Все вещи погибших девушек были доставлены начальнику стражи господину Густаву Денье, который после недолгих колебаний велел отвезти все к ростовщикам, после чего полученную сумму разделил между личным составом согласно занимаемому в отряде месту и степени участия в деле. Немного смущало присутствие в монастыре короля Франции, но сразу же после спешного отъезда монарха отпала сама необходимость тайно увозить из монастыря девушек, убивая их по дороге, так как стражники получили приказ приходить к королеве раз в неделю и предлагать ей и всем желающим фрейлинам безопасное и совершенно бесплатное возвращение домой.

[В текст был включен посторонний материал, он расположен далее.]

PR #230, opened 2019-04-14
Fix 214

### LINKED ISSUE #214: Better sanity checking on input data
Consider the following test cases:

```python
A, mu, sig = parameters('A, mu, sig')
x, y, Y = variables('x, y, Y')

model = Model({y: A * Gaussian(x, mu=mu, sig=sig)})

np.random.seed(2)
xdata = np.random.normal(1.2, 2, 10)
ydata, xedges = np.histogram(xdata, bins=int(np.sqrt(len(xdata))),
                             density=True)

# Allowed
fit = Fit(model, x=xedges[:-1], y=ydata)
fit = Fit(model, x=xdata, objective=LogLikelihood)

# Not allowed
with self.assertRaises(TypeError):
    fit = Fit(model, x=xedges[:-1], y=ydata, Y=2)
with self.assertRaises(TypeError):
    fit = Fit(model, x=xdata)
with self.assertRaises(TypeError):
    fit = Fit(model, x=xdata, y=ydata, objective=LogLikelihood)
```
The last two of these currently don't give the expected error, because all variables that have not been provided are set to `None` by default. This has to be changed, because it can make debugging very hard if you forget to provide a variable with data. However, this design choise was made so we can write things like:
```python
x = Parameter('x')
y = Variable('y')

model = Model({y: x**4 - 10 * x**2 - x})
fit = Fit(model)
```
instead of having to write 
```python
fit = Fit(model, y=None)
```

We should either include some logic to still accept the former case, or we make an API change where users will have to write the latter.

tBuLi:
Fixed #214. Variables are no longer set to None by default, all variables now need to be provided explicitly with data or None, unless `Fit` can infer from the data, model and objective provided that some should be ignored. This way debugging will be greatly improved, since currently it is still allowed to forget to provide data which causes a lot of pain when debugging.

Only important API change:  `None` has to be provided explicitly to `Fit` when no data is present for a variable.

### DIFF
--- a/symfit/core/fit.py
+++ b/symfit/core/fit.py
@@ -989,16 +989,6 @@ class TakesData(object):
             else:
                 self.absolute_sigma = False
 
-    def _make_parameters(self):
-        """
-        Make :class:`inspect.Parameter`'s using the default rules: all variables
-        to the model need to be provided.
-
-        :return: list of  :class:`inspect.Parameter` corresponding to
-            ``self.model``.
-        """
-        return self._make_signature_params_for_objective(self.model, BaseObjective)
-
     def _make_signature(self):
         """
         Make a :class:`inspect.Signature` object corresponding to
@@ -1007,31 +997,33 @@ class TakesData(object):
         :return: :class:`inspect.Signature` object corresponding to
             ``self.model``.
         """
-        parameters = self._make_parameters()
+        parameters = self._make_parameters(self.model)
         parameters = sorted(parameters, key=lambda p: p.default is None)
         return inspect_sig.Signature(parameters=parameters)
 
     @staticmethod
-    def _make_signature_params_for_objective(model, objective_cls):
+    def _make_parameters(model, none_allowed=None):
         """
-        Based on an objective function, return the inspect.Parameter objects
-        needed to satisfy this objective.
+        Based on a model, return the inspect.Parameter objects
+        needed to satisfy all the variables of this model.
 
         :param model: instance of model
-        :param objective_cls: (subclass) of objective.
+        :param none_allowed: If provided, this has to be a sequence of
+            :class:`symfit.core.argument.Variable` whose values are set to
+            ``None`` by default. If not provided, this will be set to sigma
+            variables only.
+        :return: list of  :class:`inspect.Parameter` corresponding to all the
+            external variables of the model.
         """
-        if issubclass(objective_cls, BaseIndependentObjective):
-            vars = model.independent_vars
-        else:
-            vars = model.vars
-
+        if none_allowed is None:
+            none_allowed = model.sigmas.values()
         parameters = [
             inspect_sig.Parameter(
                 var.name,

Сведения о желающих добровольно покинуть Францию следовало доставлять к королевскому двору непосредственно оруженосцу короля господину Фернанду Мишле, который сразу готовил бы охрану и выдавал деньги на дорогу желающим. При этом было оговорено, что за каждую добровольно упорхнувшую из монастыря пташку начальник стражи получает кошелек серебра, которое он волен как положить себе в карман, так и разделить между своими людьми. Если желание вернуться в Данию выскажет сама королева, начальник стражи сразу же получит повышение и поместье.

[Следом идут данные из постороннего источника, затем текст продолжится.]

PR #237, opened 2019-05-07
LogLikelihood global fitting support, fixed printing of special functions.

### LINKED ISSUE #234: Global LogLikelihood fails
In principle LogLikelihood fitting should also work when fitting to multiple data sets, however this [SO ](https://stackoverflow.com/questions/56006357/global-distribution-fitting-sharing-some-parameters-without-any-specification-of)question shows that it doesn't.

The issue seems to be that numpy as not able to take the log if the model components have different sizes. We should therefore take this log per component before summing.

### LINKED ISSUE #236: Printing of special function (bessel etc.)
This SO question brought to light that special functions, like BesselJ etc, are not currently conferted to their scipy counterparts. This is because out `SymfitNumpyPrinter` inherits from `NumpyPrinter`, but special functions are a part of `SciPyPrinter`.

Therefore, we should consider switching, although the `SciPyPrinter` suffers from namespace issues because scipy itself sometimes does.

tBuLi:
Fixed #234 and Fixed #236.

Unfortunately SymPy printing has to be monkeypatched, I see no other way to solve this. Subclassing just doesn't seem to do the trick.

### DIFF
--- a/symfit/core/objectives.py
+++ b/symfit/core/objectives.py
@@ -413,11 +413,9 @@ class LogLikelihood(HessianObjective):
                         df / component
                     )
                 )
-            else:
-                result.append(component_sums)
-        else:
-            result = np.sum(result, axis=0)
-            return np.atleast_1d(np.squeeze(np.array(result)))
+            result.append(component_sums)
+        result = np.sum(result, axis=0)
+        return np.atleast_1d(np.squeeze(np.array(result)))
 
     def eval_hessian(self, ordered_parameters=[], **parameters):
         """
@@ -446,8 +444,8 @@ class LogLikelihood(HessianObjective):
             # We sum away everything except the matrices in the axes 0 & 1.
             axes = tuple(range(2, len(dd_logf.shape)))
             result += np.sum(dd_logf, axis=axes, keepdims=False)
-        else:
-            return np.atleast_2d(np.squeeze(np.array(result)))
+
+        return np.atleast_2d(np.squeeze(np.array(result)))
 
 
 class MinimizeModel(HessianObjective):
--- a/symfit/core/objectives.py
+++ b/symfit/core/objectives.py
@@ -381,7 +381,9 @@ class LogLikelihood(HessianObjective):
             ordered_parameters, **parameters
         )
 
-        ans = - np.nansum(np.log(evaluated_func))
+        ans = - np.nansum(
+            [np.nansum(np.log(component)) for component in evaluated_func]
+        )
         return ans
 
     @keywordonly(apply_func=np.nansum)
@@ -403,14 +405,18 @@ class LogLikelihood(HessianObjective):
         )
 
         result = []
-        for jac_comp in evaluated_jac:
+        for component, jac_comp in zip(evaluated_func, evaluated_jac):
+            component_sums = []
             for df in jac_comp:
-                result.append(
+                component_sums.append(
                     - apply_func(
-                        df.flatten() / evaluated_func
+                        df / component
                     )
                 )
+            else:
+                result.append(component_sums)
         else:
+            result = np.sum(result, axis=0)
             return np.atleast_1d(np.squeeze(np.array(result)))
 
     def eval_hessian(self, ordered_parameters=[], **parameters):
--- a/symfit/core/printing.py
+++ b/symfit/core/printing.py
@@ -1,3 +1,12 @@
+"""
+``symfit`` occasionally updates the printing of ``sympy`` objects, such that they
+print into their ``numpy``/``scipy`` equivalent. This is done because sometimes
+such printing has not been implemented in ``sympy`` yet, or because we want
+slightly different behavior from the standard one.
+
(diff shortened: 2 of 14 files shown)


symfit/core/objectives.py
```diff
@@ -403,14 +405,18 @@ def eval_jacobian(self, ordered_parameters=[], **parameters):
...
             for df in jac_comp:
-                result.append(
+                component_sums.append(
                     - apply_func(
-                        df.flatten() / evaluated_func
+                        df / component
                     )
                 )
+            else:
+                result.append(component_sums)
```
pckroon: This else is pointless since there's no break in the for loop.

symfit/core/objectives.py
```diff
@@ -403,14 +405,18 @@ def eval_jacobian(self, ordered_parameters=[], **parameters):
...
         else:
+            result = np.sum(result, axis=0)
```
pckroon: Same here.

symfit/core/printing.py
```diff
@@ -1,9 +1,9 @@
 from sympy.printing.pycode import NumPyPrinter
 from sympy.printing.codeprinter import CodePrinter
 
-#########################################################
-# Monkeypatch the printer until this is merged upstream #
-#########################################################
+##########################################################
+# Monkeypatch the printers until this is merged upstream #
+##########################################################
```
pckroon: It should probably be mentioned in the docs that we monkeypatch some printers which may cause strange results for users that import symfit, but expect sympy printing elsewhere in their code. Different PR.

tBuLi:
The main issue was that something like using `Gamma` was not printed to the proper scipy equivalent, because our printer inherited from `NumpyPrinter` but not from `SciPyPrinter`. I then tried changing that but that didn't work, and then I found out that the reason why is because the printer you supply to `lambdify` has to be a `LambdaPrinter`, which somehow or another has to do some work before the module printers are called. If no printer is provided, `modules=['sympy', 'numpy']`, and therefore the correct printing is done.

I also tried what is suggested here: https://docs.sympy.org/latest/modules/utilities/lambdify.html, which is to provide a mapping for custom functions along with the modules (ctrl+f "Step 2 is augmented by certain translations" on that page). But in that case I still got the wrong result, so I gave up and monkey patched it.

pckroon:
I *think* I understand. In some places we want to replace the LambdaPrinter (step 1 in the lambdify process) to create a different string to evaluate (e.g. matmul), and in other cases we want to affect the mapping from that string to numpy/scipy functions (step 2).

Step 1 we can change by creating a NumpyPrinter subclass, and step 2 we can influence by feeding the right dict to `lambdify`.
Also, I can't find a ScipyPrinter anywhere in the docs.

tBuLi:
I now remember what my problem was with giving a custom mapping to `modules` to change certain printing behavior: this dict needs to contain the function that should replace the functionality, not the change in printer method. e.g. `{'sin': numpy.sin}` will make `sin` print as a numpy `sin`, but our case we sometimes make the choice based on certain parameters. e.g. print `A**2` using a normal power if it is a 1x1 matrix, but using matrix power if it is larger.

The only way I see is to make a new function that chooses on runtime, but that gives overhead. The current implementation will print it as the correct function.

pckroon:
Right.
> we sometimes make the choice based on certain parameters. e.g. print A**2 using a normal power if it is a 1x1 matrix, but using matrix power if it is larger.

has to be done with a subclass of NumpyPrinter, which affects the string representation we end up with.
Then, for things like DiracDelta and probably Besseli, you can use the dict approach to affect how that string gets translated to code.

tBuLi:
I think I have found a good solution to these problems. The solution is to define `_numpycode` on the symbolical objects in question, so that this can be picked up by the `NumPyPrinter` of sympy.

This is the smallest intrusion we can make, because although we will have to slightly monkey patch the relevant objects, it will only affect their behavior under the `NumPyPrinter`. It will not affect their behavior under other printers, nor will we be tampering with the printers themselves. Additionally, defining this so called `printmethod` is the solution expected by sympy, since the printer will always check this attribute before trying one of the built in options.

tests/test_auto_fit.py
```diff
@@ -250,7 +250,7 @@ def test_gaussian_2d_fitting(self):
         y = Variable('y')
         g = Variable('g')
 
-        model = Model({g: A * Gaussian(x, x0, sig_x) * Gaussian(y, y0, sig_y)})
+        model = GradientModel({g: A * Gaussian(x, x0, sig_x) * Gaussian(y, y0, sig_y)})
```
pckroon: Why? And shouldn't this be another PR?

tBuLi: From my last comment:

> As a small aside, I have decided not to print the DiracDelta anymore for fear of false positives. It is much more useful that users get an error about this delta function being there, so they can reconsider what needs to be done in the first place since you probably shouldn't be having them. I therefore changed the relevant tests to use GradientModel instead of Model. I do think this might also be an issue in sympy, since mathematica does not give delta peaks for second derivatives of Gaussian functions.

Услышав о столь радостных перспективах, начальник стражи Густав Денье – красавец и лучший лучник Франции – постарался проявить все свое красноречие для того, чтобы уговорить «северных куколок» поскорее покинуть Францию. С одной стороны, это было несложно потому, что придворные дамы Энгебурги и сами понимали, что Франция не приняла их и лучше уж вернуться домой, где можно будет либо продолжить служить при дворе, либо вернуться к родителям и выйти замуж. С другой стороны, многие девушки много лет знали Энгебургу и теперь не хотели покидать ее в горестях.